Judgment
- queensheeba86
- Jul 8, 2015
- 2 min read
I'm trying hard not to judge, I can definitely be judgemental but it is something I am actively working on. Last night I was tested.
I was doing a late night shop at my local Coles, which is a mistake for so many reasons. The store is tiny and dingy, the aisles are full of staff stacking shelves and families doing the last minute shop on their way home from work. I'm coming down aisle three when I hear a scream, a full on toddler tantrum, I winced, I thought about skipping the aisle, then I realised I was being judgy and I had no idea what was going on. I came around the corner and I was faced with a 3, maybe 4 year old boy, in his pyjamas and crying hysterically. Not being a Mum yet I wasn't sure what to do, so I stopped and thought "what would my Mum do?" she would make sure the little boy was ok. I left my trolley and squatted down beside him, tried to find out where his Mum had gone, what his name was, anything to calm him down. I got him to the quiet sobbing stage, held his hand to walk him to the front counter when his Mum came around the corner. I don't know what I was expecting, relief? A thank you? Instead I received an icy glare and the kid was dragged down aisle 4 so they could finish shopping. I gave her a weak smile, at least they were together.

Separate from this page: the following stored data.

Issue #2651, opened 2022-05-16
Tcp transport port_reuse_dialing test missing some assert


stormshield-pj50:
## Summary
The port_reuse_dialing test in transports/tcp/lib.rs seems to be incomplete, it does not check for port reuse.

## Expected behaviour
In this test the dialer outgoing connection must reuse the listener port. So an assert like this should be added near line 930 in the port_reuse_dialing/dialer function:
```
assert!(tcp.port_reuse.local_dial_addr(&listener.listen_addr.ip()).is_some());
```

## Actual behaviour
The assert is missing and if I add it it fails. It seems to be a consequence of the commit https://github.com/libp2p/rust-libp2p/commit/2ad905f35a61d7588f74aeea4e8010ccfbc70fcf. Previously the listen_addrs field in PortReuse was a Arc<RwLock<HashSet<(IpAddr, Port)>>> so it could be shared between GenTcpConfig and TcpListenStream. One ugly work around to make the assert pass in the test is to clone listener.port_reuse into tcp:
```
tcp.port_reuse = listener.port_reuse.clone(); 
```

## Possible Solution
Don't know if only the test is broken or if libp2p port reuse feature is also broken.

## Would you like to work on fixing this bug?
Yes

mxinden:
Thanks for the bug report @pj50. Great job catching this! This was my mistake.

For others following along here is where the `HashMap` instead of the  `Arc` is being cloned.

https://github.com/libp2p/rust-libp2p/blob/d21cd5fed76d879b02c4f78ea00e02737498b8ca/transports/tcp/src/lib.rs#L327

> Would you like to work on fixing this bug?
> 
> Yes

Great! Let me know in case you need any help.

mxinden:
Friendly ping @pj50. Still interested in providing a patch?

stormshield-pj50:
Sorry being late for a patch, I had to work on other topics last week. Working on it now.

mxinden:
Closing here with https://github.com/libp2p/rust-libp2p/pull/2670 merged.

PR #2659, opened 2022-05-19
protocols/dcutr/examples: Wait to tell relay its public addr

mxinden:
# Description

As a listening client, when requesting a reservation with a relay, the relay
responds with its public addresses. The listening client can then use the public
addresses of the relay to advertise itself as reachable under a relayed
address (`/<public-relay-addr>/p2p-circuit/p2p/<listening-client-peer-id>`).

The above operates under the assumption that the relay knows its public address.
A relay learns its public address from remote peers, via the identify protocol.
In the case where the relay just started up, the listening client might be the
very first node to connect to it.

Such scenario allows for a race condition. The listening client requests a
reservation from the relay, while the relay requests its public address from the
listening client. The former needs to contain the response from the latter.

This commit serializes the two requests, making sure, in the case of a freshly
started relay, that the listening client tells the relay its public address
before requesting a reservation from the relay.

Follow up to https://github.com/libp2p/rust-libp2p/pull/2642. Suggested in https://github.com/libp2p/rust-libp2p/issues/2621#issuecomment-1127963348.

Note that hole punching is still broken due to https://github.com/libp2p/rust-libp2p/issues/2651.

## Change checklist

### DIFF
--- a/protocols/dcutr/examples/client.rs
+++ b/protocols/dcutr/examples/client.rs
@@ -186,22 +186,12 @@ fn main() -> Result<(), Box<dyn Error>> {
         }
     });
 
-    match opts.mode {
-        Mode::Dial => {
-            swarm.dial(opts.relay_address.clone()).unwrap();
-        }
-        Mode::Listen => {
-            swarm
-                .listen_on(opts.relay_address.clone().with(Protocol::P2pCircuit))
-                .unwrap();
-        }
-    }
-
-    // Wait till connected to relay to learn external address. In case we are in listening mode,
-    // wait for the relay to accept our reservation request.
+    // Connect to the relay server. Not for the reservation or relayed connection, but to (a) learn
+    // our local public address and (b) enable a freshly started relay to learn its public address.
+    swarm.dial(opts.relay_address.clone()).unwrap();
     block_on(async {
         let mut learned_observed_addr = false;
-        let mut relay_accepted_reservation = false;
+        let mut told_relay_observed_addr = false;
 
         loop {
             match swarm.next().await.unwrap() {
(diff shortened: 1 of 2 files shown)


mxinden:
//CC @foemass

protocols/dcutr/examples/client.rs
```diff
@@ -186,69 +186,75 @@ fn main() -> Result<(), Box<dyn Error>> {
...
+                        .clone()
+                        .with(Protocol::P2pCircuit)
+                        .with(Protocol::P2p(opts.remote_peer_id.unwrap().into())),
+                )
+                .unwrap();
+        }
+        Mode::Listen => {
+            swarm
+                .listen_on(opts.relay_address.clone().with(Protocol::P2pCircuit))
+                .unwrap();
```
elenaf9:
```suggestion
                    opts.relay_address
                        .with(Protocol::P2pCircuit)
                        .with(Protocol::P2p(opts.remote_peer_id.unwrap().into())),
                )
                .unwrap();
        }
        Mode::Listen => {
            swarm
                .listen_on(opts.relay_address.with(Protocol::P2pCircuit))
                .unwrap();
```
Nit: don't think we need to clone the address here; it's not used afterwards anymore.

protocols/dcutr/examples/client.rs
```diff
@@ -186,69 +186,75 @@ fn main() -> Result<(), Box<dyn Error>> {
...
+                            client::Event::ReservationReqAccepted { .. },
+                        )) => {
+                            info!("Relay accepted our reservation request.");
+                            break;
+                        }
+                        SwarmEvent::Behaviour(Event::Identify(_)) => {}
+                        event => panic!("{:?}", event),
+                    }
+                }
+            });
```
elenaf9: Why do we need to do a separate loop here to wait for the `ReservationReqAccepted`? We don't initiate any following action, but instead directly jump into the next loop below. Couldn't we just remove this block?

mxinden: Good idea!

protocols/dcutr/examples/client.rs
```diff
@@ -186,69 +186,55 @@ fn main() -> Result<(), Box<dyn Error>> {
...
-                    .with(Protocol::P2p(opts.remote_peer_id.unwrap().into())),
-            )
-            .unwrap();
+    match opts.mode {
+        Mode::Dial => {
+            swarm
+                .dial(
+                    opts.relay_address
+                        .clone()
+                        .with(Protocol::P2pCircuit)
```
elenaf9:
```suggestion
                    opts.relay_address
                        .with(Protocol::P2pCircuit)
```
😇

elenaf9 (approved):

thomaseizinger (approved):

protocols/dcutr/examples/client.rs
mxinden: My bad. Thank you! :)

I too went back to my trolley, wondering what on Earth had just happened, had I done the right thing? Should I have kept walking? When another lady came up to me and said she had done the same thing just the other week at a shopping centre, and how terrifying it must have been for the child.
For the child. I had done what was best for the child. The poor Mum was probably stressed out, maybe it happens all the time? Maybe her kid is a runner? Either way it is important to remember everyone is fighting battles we know nothing about so be kind.